Data provided Start Marker
PR #1948, opened 2023-10-25
Fix broken template

fibonacci1729:
The `http-rust` template appears to have been broken by #1939. This PR updates the templates to use the new headers API.

### DIFF
--- a/templates/http-rust/content/src/lib.rs
+++ b/templates/http-rust/content/src/lib.rs
@@ -1,10 +1,10 @@
-use spin_sdk::http::{IntoResponse, Request};
+use spin_sdk::http::{HeaderValue, IntoResponse, Request};
 use spin_sdk::http_component;
 
 /// A simple Spin HTTP component.
 #[http_component]
 fn handle_{{project-name | snake_case}}(req: Request) -> anyhow::Result<impl IntoResponse> {
-    println!("{:?}", req.headers);
+    println!("Handling request to {:?}", req.header("spin-full-url"));
     Ok(http::Response::builder()
         .status(200)
         .header("content-type", "text/plain")


templates/http-rust/content/src/lib.rs
```diff
@@ -1,12 +1,12 @@
-use spin_sdk::http::{IntoResponse, Request};
+use spin_sdk::http::{IntoResponse, Request, HeaderValue};
 use spin_sdk::http_component;
 
 /// A simple Spin HTTP component.
 #[http_component]
 fn handle_{{project-name | snake_case}}(req: Request) -> anyhow::Result<impl IntoResponse> {
-    println!("{:?}", req.headers);
+    println!("{:?}", req.headers().collect::<Vec<(&str, &HeaderValue)>>());
```
itowlson, line 7: Oh man... I don't want this to be the first thing a new user sees when they pop open a newly created Spin app...

itowlson: I guess we could turn it into a loop, which would also make for more readable output. But then the output is pretty verbose.  Maybe we should figure out what we're trying to achieve with this line.

itowlson (changes requested):

templates/http-rust/content/src/lib.rs
itowlson: What if we printed one of the headers from https://developer.fermyon.com/spin/http-trigger#additional-request-information?  That would:

* Limit the amount of output
* Show how to access a specific header
* Teach people about the existence of the SPECIAL headers

E.g. `println!("Handling request to {}", req.header("spin-full-url"))` or something like that?

fibonacci1729: Updated @itowlson

itowlson (approved):
Nice one, thanks for picking this up Brian!

michelleN (approved):

templates/http-rust/content/src/lib.rs
```diff
@@ -1,10 +1,10 @@
-use spin_sdk::http::{IntoResponse, Request};
+use spin_sdk::http::{HeaderValue, IntoResponse, Request};
```
rylev, line 1: Is this new import necessary?

itowlson: @rylev no, we exterminated it in #1956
Data provided End Marker
How to complete this task: Reply with nothing but the number of lines in the data above that contain "println".

Written solution: 5